▸ Required work
Starting with the line that contains "PR #536, opened 2018-07-15" and stopping after the line that contains "Can you open", copy the entries below exactly. Include nothing else.

*** Record extracts

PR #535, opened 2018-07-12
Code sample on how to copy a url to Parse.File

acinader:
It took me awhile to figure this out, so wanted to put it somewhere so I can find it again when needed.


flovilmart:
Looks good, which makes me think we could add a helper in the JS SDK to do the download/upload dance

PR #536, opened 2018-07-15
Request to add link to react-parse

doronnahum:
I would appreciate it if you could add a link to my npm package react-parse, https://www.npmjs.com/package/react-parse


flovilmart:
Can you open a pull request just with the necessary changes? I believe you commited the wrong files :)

******
*** Record extracts

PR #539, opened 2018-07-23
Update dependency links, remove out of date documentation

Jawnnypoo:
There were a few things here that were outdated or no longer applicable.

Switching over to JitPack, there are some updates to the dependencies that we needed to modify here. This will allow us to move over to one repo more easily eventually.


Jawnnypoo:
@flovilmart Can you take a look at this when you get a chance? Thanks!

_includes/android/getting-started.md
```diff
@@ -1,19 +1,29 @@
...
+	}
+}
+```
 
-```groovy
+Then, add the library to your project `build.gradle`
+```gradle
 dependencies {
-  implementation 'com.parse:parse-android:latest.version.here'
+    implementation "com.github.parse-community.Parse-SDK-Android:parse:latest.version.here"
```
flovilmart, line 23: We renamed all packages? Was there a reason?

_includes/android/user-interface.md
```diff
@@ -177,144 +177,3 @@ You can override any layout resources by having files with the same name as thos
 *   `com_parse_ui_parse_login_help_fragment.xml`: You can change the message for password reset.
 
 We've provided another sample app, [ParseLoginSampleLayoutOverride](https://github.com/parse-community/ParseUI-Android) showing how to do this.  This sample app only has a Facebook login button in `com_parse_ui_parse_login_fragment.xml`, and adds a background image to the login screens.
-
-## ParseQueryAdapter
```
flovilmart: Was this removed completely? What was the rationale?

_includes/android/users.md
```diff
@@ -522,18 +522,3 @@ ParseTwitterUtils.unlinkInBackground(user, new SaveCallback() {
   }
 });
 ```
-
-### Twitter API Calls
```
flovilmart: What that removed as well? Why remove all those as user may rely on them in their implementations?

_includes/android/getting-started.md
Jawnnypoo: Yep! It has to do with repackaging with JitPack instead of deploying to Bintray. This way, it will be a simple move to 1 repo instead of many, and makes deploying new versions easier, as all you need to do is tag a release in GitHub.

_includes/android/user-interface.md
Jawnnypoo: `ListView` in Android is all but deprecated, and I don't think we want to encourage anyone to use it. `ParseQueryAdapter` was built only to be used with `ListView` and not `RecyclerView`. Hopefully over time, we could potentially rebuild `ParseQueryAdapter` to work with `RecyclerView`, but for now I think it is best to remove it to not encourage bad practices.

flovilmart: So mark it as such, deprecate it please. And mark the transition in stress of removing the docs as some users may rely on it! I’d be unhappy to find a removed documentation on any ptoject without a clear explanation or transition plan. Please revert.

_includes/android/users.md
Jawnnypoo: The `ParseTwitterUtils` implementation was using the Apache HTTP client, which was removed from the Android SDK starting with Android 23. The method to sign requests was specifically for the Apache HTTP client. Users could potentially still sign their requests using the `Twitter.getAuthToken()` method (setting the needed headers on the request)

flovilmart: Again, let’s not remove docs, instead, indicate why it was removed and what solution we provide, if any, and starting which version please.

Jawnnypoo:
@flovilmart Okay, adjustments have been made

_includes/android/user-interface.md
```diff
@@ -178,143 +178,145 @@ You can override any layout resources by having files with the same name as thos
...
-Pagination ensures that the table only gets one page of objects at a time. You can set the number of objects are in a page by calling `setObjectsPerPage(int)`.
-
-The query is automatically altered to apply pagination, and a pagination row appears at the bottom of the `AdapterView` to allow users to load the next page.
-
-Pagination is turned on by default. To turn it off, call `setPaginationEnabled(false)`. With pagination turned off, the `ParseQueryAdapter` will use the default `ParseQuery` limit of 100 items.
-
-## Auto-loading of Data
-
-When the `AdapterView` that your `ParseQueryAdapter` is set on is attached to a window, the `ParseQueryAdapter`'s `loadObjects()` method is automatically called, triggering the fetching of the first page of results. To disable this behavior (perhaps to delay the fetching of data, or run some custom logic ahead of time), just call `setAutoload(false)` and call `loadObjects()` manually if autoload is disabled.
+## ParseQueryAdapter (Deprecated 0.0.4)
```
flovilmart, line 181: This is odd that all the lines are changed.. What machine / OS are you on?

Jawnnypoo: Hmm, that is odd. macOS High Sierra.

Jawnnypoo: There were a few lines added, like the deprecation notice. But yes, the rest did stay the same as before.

******

▸ Answer below
PR #536, opened 2018-07-15
Request to add link to react-parse

doronnahum:
I would appreciate it if you could add a link to my npm package react-parse, https://www.npmjs.com/package/react-parse


flovilmart:
Can you open a pull request just with the necessary changes? I believe you commited the wrong files :)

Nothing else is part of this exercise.